Viola: “Make me a willow cabin at your gate, / And call upon my soul within the house …” (Twelfth Night, 1.5)

Viola’s short speech, addressed to Olivia while posing as the page Cesario, comes as a shocking – and erotic – outburst in the context of the play. Wasting not a word, Viola paints an unforgettable picture of romantic longing. From the small confines of a “willow cabin at your gate,” Viola says she will fill the “reverberate hills,” the “babbling gossip” of the air and even the dead of night with her “cantons of condemned love.” Though she is supposedly speaking for her master Orsino, is it any wonder that Olivia falls instantly, madly in love with her?

Ophelia: “There is a willow grows aslant a brook …” (Hamlet, 4.7)

In one of his greatest tragedies, Shakespeare returns to the image of a willow tree, here taking advantage of all of its melancholy overtones, in Gertrude’s dramatically paced description of Ophelia’s death. Indeed, so ornate is the Queen’s description of the overhanging tree and the “glassy stream” of a nearby brook – and so subtle is her mention of Ophelia, reducing Hamlet’s beloved to a mere burble of pronouns – that it’s easy to miss her message. It’s as if Gertrude can’t bear to make herself speak the horrible truth. Even after Laertes cuts in, with his literal-minded question, and Gertrude confirms the girl’s death, we can’t quite believe it.

Lear: “Blow, winds, and crack your cheeks! Rage! Blow! …” (King Lear, 3.2)

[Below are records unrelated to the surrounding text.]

PR #3445, opened 2025-01-29
Add Support for `cs:identifier` Metadata

InsertCreativityHere:
This PR adds support for `cs:identifier` in the same was as `cpp:identifier`.
And removes all the logic for escaping keywords/name collisions.


cpp/src/slice2cs/Gen.cpp
```diff
@@ -605,69 +601,13 @@ Slice::CsVisitor::emitNonBrowsableAttribute()
          << "[global::System.ComponentModel.EditorBrowsable(global::System.ComponentModel.EditorBrowsableState.Never)]";
 }
 
-string
```
InsertCreativityHere, line 608: Uncalled function.

cpp/src/slice2cs/Gen.cpp
```diff
@@ -800,7 +739,8 @@ Slice::CsVisitor::writeParameterDocComments(const DocCommentPtr& comment, const
         auto q = commentParameters.find(param->name());
         if (q != commentParameters.end())
         {
-            _out << nl << "/// <param name=\"" << fixId(param->name()) << "\">";
+            string fixedParamName = addPrefixToIdentifier("", param->mappedName()); // Strip off any leading '@'s.
+            _out << nl << "/// <param name=\"" << fixedParamName << "\">";
```
InsertCreativityHere, line 743: I checked and doc-comment links to parameters _cannot_ start with `@`.
The link should just be to the actual identifier, without any escaping prefixes.

cpp/src/slice2cs/CsUtil.cpp
```diff
@@ -228,20 +173,20 @@ Slice::CsGenerator::typeToString(const TypePtr& type, const string& package, boo
         "float",
         "double",
         "string",
-        "Ice.Object", // not used anymore
-        "Ice.ObjectPrx?",
-        "Ice.Value?"};
+        "global::Ice.Object", // not used anymore
```
pepone, line 176: I thought we decided to not use `global::` for Ice.

cpp/src/slice2cs/CsUtil.cpp
```diff
@@ -298,7 +243,8 @@ string
 Slice::CsGenerator::resultStructName(const string& className, const string& opName, bool marshaledResult)
 {
     ostringstream s;
-    s << className << "_" << IceInternal::toUpper(opName.substr(0, 1)) << opName.substr(1)
+    string fixedOpName = addPrefixToIdentifier("", opName); // Strip any leading '@' from the name.
```
pepone, line 246: I don't like using empty prefix as a mean of removing `@`

cpp/src/slice2cs/Gen.cpp
```diff
@@ -1874,7 +1762,7 @@ Slice::Gen::ProxyVisitor::visitOperation(const OperationPtr& p)
             true);
         emitObsoleteAttribute(p, _out);
         _out << nl << taskResultType(p, ns);
-        _out << " " << p->name() << "Async" << spar << inParams
+        _out << " " << name << "Async" << spar << inParams
```
pepone, line 1765: Don't we nee to remove `@` if present in name?

cpp/src/slice2cs/Gen.cpp
```diff
@@ -2472,9 +2358,11 @@ void
 Slice::Gen::HelperVisitor::visitSequence(const SequencePtr& p)
 {
     string ns = getNamespace(p);
+    string name = p->mappedName();
+
     string typeS = typeToString(p, ns);
     _out << sp;
-    _out << nl << "public sealed class " << p->name() << "Helper";
+    _out << nl << "public sealed class " << name << "Helper";
```
pepone, line 2365: remove `@` from name?

cpp/src/slice2cs/CsUtil.cpp
bernardnormier: I agree!

cpp/src/slice2cs/CsUtil.cpp
```diff
@@ -142,44 +99,32 @@ Slice::CsGenerator::getUnqualified(
...
-// If the passed name is a scoped name, return the identical scoped name,
-// but with all components that are C# keywords replaced by
-// their "@"-prefixed version; otherwise, if the passed name is
-// not scoped, but a C# keyword, return the "@"-prefixed name;
-// otherwise, check if the name is one of the method names of baseTypes;
-// if so, prefix it with ice_; otherwise, return the name unchanged.
-//
 string
-Slice::CsGenerator::fixId(const string& name, unsigned int baseTypes, bool mangleCasts)
+Slice::CsGenerator::getMappedScoped(const ContainedPtr& p)
```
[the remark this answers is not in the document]
bernardnormier: I agree.

The mappedScope and mappedScoped in the Parser don't make much sense since they use `::`.

The scope is not `::` in all languages and we don't have a mechanism to pass the language scope separator from the Slice compiler to the Parser.

cpp/src/slice2cs/CsUtil.cpp
```diff
@@ -142,44 +99,32 @@ Slice::CsGenerator::getUnqualified(
...
-    vector<string> newIds;
-    newIds.reserve(ids.size());
-    for (const auto& id : ids)
-    {
-        newIds.push_back(lookupKwd(id, baseTypes));
-    }
     stringstream result;
-    for (auto j = newIds.begin(); j != newIds.end(); ++j)
+
+    string name = p->mappedScoped();
```
bernardnormier, line 107: I find this code rather confusing: it operates on a `::`-separated name with the mapped C# name at the end.

cpp/src/slice2cs/CsUtil.cpp
```diff
@@ -142,44 +99,32 @@ Slice::CsGenerator::getUnqualified(
...
+
     return result.str();
 }
 
+string
+Slice::CsGenerator::addPrefixToIdentifier(const string& prefix, const string& ident)
+{
+    return prefix + (ident.find('@') == 0 ? ident.substr(1) : ident);
+}
+
```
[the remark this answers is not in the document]
bernardnormier: I would add a helper function to remove the `@`, like:

```cpp
string removeAtPrefix(const string&)
```

cpp/src/slice2cs/CsUtil.cpp
bernardnormier: Use my helper function.

bernardnormier (approved):

cpp/src/slice2cs/Gen.cpp
bernardnormier: We can but it's optional. `@` creates a syntax error only when it's in the middle of an identifier. It's ignored as prefix.

InsertCreativityHere:
I changed the signature of `mappedScope` to accept a `const string& separator` argument.

This way the languages don't need to replace all the `::` with their separator of choice.
Instead they tell the parser what they want, and let it handle that.

cpp/src/slice2cs/CsUtil.cpp
InsertCreativityHere: I removed this function.
Now you can tell the parser which scope-separator you want when you call `mappedScoped`.

cpp/src/slice2cs/Gen.cpp
InsertCreativityHere: The approach that I took was to only remove the `@` when absolutely necessary and for internal code that users won't be seeing.

I think it's desirable for `cs:identifier` to be respected as much as possible. And if you put `cs:identifier:@throw` we will use `@throw` everywhere, even if the escape character isn't strictly necessary there.

The less magical `cs:identifier` is the better IMO.

cpp/src/slice2cs/CsUtil.cpp
InsertCreativityHere: I used your helper function.
But named it `removeEscapePrefix` instead of `removeAtPrefix` because the latter sounds like it's removing something at a position, which it isn't.

cpp/src/slice2cs/CsUtil.cpp
InsertCreativityHere: Oh okay, I removed the `global::` prefixes.

cpp/src/slice2cs/CsUtil.cpp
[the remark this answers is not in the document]
InsertCreativityHere: Yes, good point.

I fixed `mappedScoped` (the parser function) to accept a `separator` argument.
Now C# can just pass "." and let the parser handle it. Much cleaner.

cpp/src/slice2cs/CsUtil.cpp
```diff
@@ -85,52 +52,42 @@ Slice::CsGenerator::getNamespacePrefix(const ContainedPtr& cont)
...
+        isFirst = false;
+        result << id;
     }
+
+    string fixedScope = result.str();
     string prefix = getNamespacePrefix(cont);
     if (!prefix.empty())
     {
-        if (!scope.empty())
+        if (!fixedScope.empty())
```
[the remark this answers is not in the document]
InsertCreativityHere: Theoritically it could if you passed a top-level module into this function.
But after reviewing it, we never pass a module in here.

I added an `assert(!dynamic_pointer_cast<Module>(p))` to the top of the function and simplified the code.

bernardnormier:
> I changed the signature of `mappedScope` to accept a `const string& separator` argument.
> 
> This way the languages don't need to replace all the `::` with their separator of choice. Instead they tell the parser what they want, and let it handle that.

Should this be instead a parameter of createUnit?

The implementation queries xxx:identifier based on a fixed xxx provided to createUnit, but then requires slice2xxx to provide its scope separator every time it wants a mapped scope? This doesn't sound very consistent.

InsertCreativityHere:
1) It's not something we call often, in `slice2cs` we only call it from 4 places, so it's not a huge burden.
2) It's rare, but we don't always use the same separator. There's two places in slice2cpp where we actually want `_` as our separator because we want a 'flattened' name.

So, I'm inclined to leave it this way until we're passing it many many times and it becomes a hassle to deal with.
Which might happen as I do the other language mappings, but so far, it hasn't IMO.

cpp/src/slice2cs/CsUtil.cpp
```diff
@@ -85,52 +52,18 @@ Slice::CsGenerator::getNamespacePrefix(const ContainedPtr& cont)
...
-    }
-    else if (builtin)
-    {
-        return type.find('.') == string::npos ? type : "global::" + type;
-    }
-    else
-    {
-        return "global::" + type;
-    }
+    string scope = cont->mappedScope(".").substr(1);
```
pepone, line 57: So mapped scope returns `".Foo.Bar."`, and that is why we need `substr(1)` here?

I wonder if we can have a scope prefix, and C# can pass either "" or "global::" and use it for the initial occurrence.

pepone (approved):

cpp/src/slice2cs/CsUtil.cpp
InsertCreativityHere: Yes, that's correct, and also not a bad idea.

But I want to check how often we actually use this. Because the other option is just to remove this global scope piece all together and let callers add it by hand. Because I'm pretty sure we almost always just remove it except for niche things like type-ids.

pepone: It would make the intent clear, otherwise each time you see this code have to wonder why is `substr(1)` necessary.

bernardnormier: I think we should either:
 - don't start with the scope in the string returned by mappedScope (and update mappedScope doc-comment)
 or
 - add a prefix parameter

InsertCreativityHere: I fully agree with @bernardnormier's comment.

All I'm saying is that I lean towards not starting with the scope separator, but I want to wait and see how we're actually using this. I suspect the leading separator is more of a nuisance than a help, but I won't know until I look.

Whereas The Winter’s Tale puts a comic spin on the Shakespearean storm, King Lear presents us with an awesome portrait of nature’s mighty destructive power and man’s comparable smallness. Lear on the heath, in the eye of the storm, seems to rage futilely against life itself, his words exhorting the wind, the rain and the thunder to do their worst to his fragile figure. Having lost his kingdom and the love of his children, Lear seems almost suicidal, at the end of his sanity. And indeed, we seem to be seeing the King’s wits going to pieces in front of our eyes. As the loyal Kent seeks for Lear in the face of a storm of archetypal power, the stage becomes a veritable Hell-mouth.

“My mistress’ eyes are nothing like the sun …” (Sonnet 130)
“Shall I compare thee to a summer’s day? …” (Sonnet 18)
“To me, fair friend, you never can be old …” (Sonnet 104)

Shakespeare’s sonnets were written to be read in private, but they make fascinating reading material for us, even though we don’t know whom they are addressed to. Most scholars agree that they were written at different periods of Shakespeare’s life, especially the two “sequences.” One cycle of poems was written to a young nobleman known as the “fair youth” (possibly Lord Southampton, who was Shakespeare’s patron and to whom Shakespeare dedicated his poems The Phoenix and the Turtle and Venus and Adonis). Another cycle, much later, was written to “the dark lady.” In both of these cycles, Shakespeare compares the addressee to the natural world.

In Sonnet 130 (“My mistress’ eyes are nothing like the sun”), Shakespeare contrasts the Petrarchan clichés that plague bad love poetry (some of which he uses in plays such as Romeo and Juliet) to delightful and somewhat shocking effect. His mistress, he tells us, has dull eyes and lips, wiry hair and reeking breath. And yet, he concludes, he loves her because of, not despite, her earthbound nature.

In Sonnets 18 and 104, addressed to the fair youth, Shakespeare takes contrasting tacks to capture his subject’s ineffable nature. In 18, nature itself is inadequate to the youth’s “eternal summer,” which is, in a trick of art, rendered immortal by the poet himself. In 104, despite having known the youth for three years, the poet still thinks he sees youth in him, despite knowing the opposite to be true. Nature gets us all in the end.